By Randall Osborne

West Coast Editor

Perlegen Sciences Inc., the genomics venture formed last fall by Affymetrix Inc., said it completed $100 million in private financing, and is marching ahead with its plan to scan 50 genomes.

"We'll get those done in about a year," said Brad Margus, Perlegen's CEO.

The key is wafers. Affymetrix and Perlegen have been developing and using the former's wafers, which hold up to 60 million probes. In contrast, the commercial GeneChip arrays ordinarily provided by Affymetrix have only 400,000 probes per chip.

"It's pretty amazing," Margus said. "The advanced version of Affymetrix's technology that we have can't read the sequence of a new genome at all, but once you have one, it can look at many, many more, and tell you whether they match. We needed two things - Affymetrix's technology, and the publicly available human genome."

Ultimately, Perlegen plans to inspect the entire genomes of specific patient populations provided by pharmaceutical partners, seeking to associate patterns and health factors.
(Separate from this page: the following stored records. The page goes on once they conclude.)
PR #340, opened 2020-07-25
Fix wrong syntax in the documentation

PierreBtz:
This is pretty minor, I guess the remaining of a Makefile :)


oleg-nenashev (approved):
Thanks!

Issue #226, opened 2019-11-06
Jenkinsfile Runner App ZIP and Fat JAR include WARs and plugin JARs while they should not 


oleg-nenashev:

"What we're building is a tool with which we can scan thousands of genomes," Margus said. "We want to scan thousands of people who have diseases, and thousands of people who don't. We'll also be doing genetic association studies internally, by collaborating with people who have clinical information and DNA [data]."

As the Series B financing closed, Affymetrix turned over assets and intellectual property rights to Perlegen in exchange for Series A shares. Affymetrix owns 52 percent of Perlegen, or a little over $138 million worth, Margus told BioWorld Today.

"The post-money valuation [of Perlegen] is $266 million," he said. "We went out saying it was already worth $165 million, and investors put in an additional $100.8 million."

Since last year, when the arrangement was disclosed, "we haven't slowed down a bit on the science, and we continued to spend Affymetrix's money. Not until late January or early February did we start to market the financing," Margus said. (See BioWorld Today, Oct. 4, 2000.)

Affymetrix has not contributed cash "other than what they've spent to get us to this point - $10 million or $12 million," he added.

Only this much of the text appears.